[英]R (tidyverse)- Columns sums for aggregated data for 2 categorical variables for Chi square test of independence?
有人可以给我他们的建议吗?
做这个的最好方式是什么?
我尝试使用ColSums,但它给了我一个错误(colSums(。,mpaa_rating,na.rm = FALSE,dims = 1中的错误):未使用的参数(mpaa_rating)。
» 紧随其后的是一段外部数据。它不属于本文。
PR #4548, opened 2026-09-20
perf(database): defer s3 and gcs blob listings to the first read

### LINKED ISSUE #3281: storage: resume S3 scans server-side
## Problem

- `s3StreamIterator.reset` starts each `ListObjectsV2` scan from the prefix beginning.
- `Seek` discards earlier keys client-side instead of setting a server-side continuation boundary.
- Batched block iteration repeatedly rescans prior objects.
- Full scans are O(n²) in listed objects.

## Acceptance criteria

- S3 iteration resumes with `StartAfter` or an equivalent server-side cursor.
- Ordering and inclusive/exclusive seek semantics remain correct.
- Request-count tests show linear listing work across multiple batches.

wolf31o2:
`NewIterator` rewinds the iterator it returns, and on the s3 and gcs blob stores
a rewind issued its listing immediately. Every blob iterator in `database/`
seeks straight after `NewIterator`, so each one fetched and discarded a page
from the head of the prefix before the seeked listing began. `BlobBlockIterator`
reopens its iterator every `blobIteratorBatchSize` block keys, so it paid that
page once per batch.

`reset` now records the position and leaves the listing to the first `Valid`,
`Err`, `Next`, or `Item`, so a `Seek` replaces a deferred rewind before any
request leaves. A closed iterator no longer reopens a listing on a later read.

Scanning a fake bucket of 5000 blocks (10000 objects: block keys interleaved
with their metadata keys) in batches of 1000:

| | ListObjectsV2 requests | listing from the prefix start | objects returned |
|---|---|---|---|
| before | 21 | 6 | 19004 |
| after | 15 | 0 | 13004 |

Listing work is linear in prefix size either way, 4N-996 objects for N blocks
before and 3N-996 after, not quadratic. The server-side bound that keeps it
linear is `StartAfter` on s3 (#3937) and `Query.StartOffset` on gcs.
`ContinuationToken` is the wrong mechanism for a seek: it is an opaque cursor
from a previous truncated response, and a reopened iterator has only a key to
resume from. The paginator already uses it for pages within one listing. badger
seeks its LSM tree locally and never had the defect.

This was cost, not correctness. The discarded page was listed and thrown away;
no key was dropped or repeated by it. Key order, `resumeKey` exclusivity at a
batch boundary, and end-of-prefix behaviour are unchanged.
`blobIteratorBatchSize` still bounds batch memory and how long one blob read
transaction and store pin stay open. The per-batch reopen remains and now costs
one bounded listing rather than two.

Fixes #3281

---
## Summary by cubic
Blob iterators on S3 and GCS now defer prefix listings until the first read, so seeking right after `NewIterator` no longer fetches and discards a page from the start of the prefix.

- `Seek` replaces a deferred rewind before any listing request is sent, and a closed iterator stays closed on later reads.
- A 5000-block scan in batches of 1000 now takes 15 `ListObjectsV2` requests instead of 21, with no listings from the prefix head.
- Key order, `resumeKey` exclusivity at batch boundaries, and end-of-prefix behavior are unchanged.

Fixes #3281.

<sup>Written for commit 3a9292c625315c065c48cfbeb1e0217861284737. Summary will update on new commits.</sup>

我显然没有正确使用它或在正确的地方输入它我尝试过:colSums(mpaa_rating,na.rm = FALSE,dims = 1)%>%刚刚高于价差。
提前致谢,克里斯汀
rereprex::reprex_info()
movie_help<- data.frame(tribble(
~mpaa_rating, ~genre,
"PG", "Action & Adventure",
"R", "Mystery & Suspense",
"R", "Drama",
"R", "Drama",
"R", "Drama",
"PG", "Action & Adventure",
"PG-13", "Comedy",
"R", "Comedy",
"R", "Action & Adventure",
"R", "Drama",
"R", "Drama",
"G", "Drama",
"R", "Comedy",
"R", "Drama",
"R", "Mystery & Suspense",
"R", "Musical & Performing Arts",
"Unrated", "Drama",
"R", "Drama",
"PG-13", "Drama",
"PG-13", "Drama"
))
movie_help %>%
filter(!is.na(genre), !is.na(mpaa_rating)) %>%
count(genre, mpaa_rating) %>%
group_by(genre) %>%
mutate(prop = n) %>%
mutate(Total= sum(n)) %>%
select(-n) %>%
spread(key = mpaa_rating, value = prop)
#> # A tibble: 5 x 7
#> # Groups: genre [5]
#> genre Total G PG `PG-13` R Unrated
#> * <chr> <int> <int> <int> <int> <int> <int>
#> 1 Action & Adventure 3 NA 2 NA 1 NA
#> 2 Comedy 3 NA NA 1 2 NA
#> 3 Drama 11 1 NA 2 7 1
#> 4 Musical & Performing Arts 1 NA NA NA 1 NA
#> 5 Mystery & Suspense 2 NA NA NA 2 NA
为了获得总和,我喜欢使用janitor包中的janitor::adorn_totals
函数。 管理员程序包具有许多小的帮助程序功能,适用于需要以所需方式清理表的情况。 在这里查看更多信息。 我最喜欢的还是janitor::clean_names
,它可以帮助您统一清理列名。
现在,您可以轻松地:
movie_help %>%
filter(!is.na(genre), !is.na(mpaa_rating)) %>%
count(genre, mpaa_rating) %>%
group_by(genre) %>%
mutate(prop = n) %>%
mutate(Total= sum(n)) %>%
select(-n) %>%
spread(key = mpaa_rating, value = prop, fill = 0) %>%
janitor::adorn_totals('row') %>%
janitor::clean_names()
我们可以使用table
和chisq.test
来执行您想要的测试:
chisq.test(table(movie_help))
我们还可以手动计算总数:
dat <- movie_help %>%
filter(!is.na(genre),!is.na(mpaa_rating)) %>%
count(genre, mpaa_rating) %>%
group_by(genre) %>%
mutate(prop = n) %>%
mutate(Total = sum(n)) %>%
select(-n) %>%
spread(key = mpaa_rating, value = prop)
bind_rows(dat,
cbind(data_frame('genre' = 'Total'), summarise_all(dat[,-1], sum, na.rm = T)))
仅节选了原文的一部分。